Required action :: Could you count the lines in the entries beneath that hold the word "from"? Respond with the number alone.

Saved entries
================

PR #295, opened 2016-04-14
Return better errors from SetUpPod/TearDownPod

### LINKED ISSUE #290: When SDN is not configured properly, insufficient debug info printed to logs
This may be a Kube issue (if Kube is eating necessary debug info) but starting here.  When running with multi tenant plugin with some system configuration not correct, the only message the Kubelet returns on startup is:

```
E0407 01:05:44.976884   16746 manager.go:1871] Failed to setup network for pod "docker-registry-1-kwj8m_default(5aefb286-fb0f-11e5-83ac-080027c5bfa9)" using network plugins "redhat/openshift-ovs-multitenant": exit status 1; Skipping pod
```

That means that it's impossible for an admin to take the next step and debug why the configuration is inaccurate.  In general, whenever we fail in a flow we should print out necessary info to debug further (I assume in this case stdout/stderr from the execution of the network plugin script).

================

Expected answer :: 2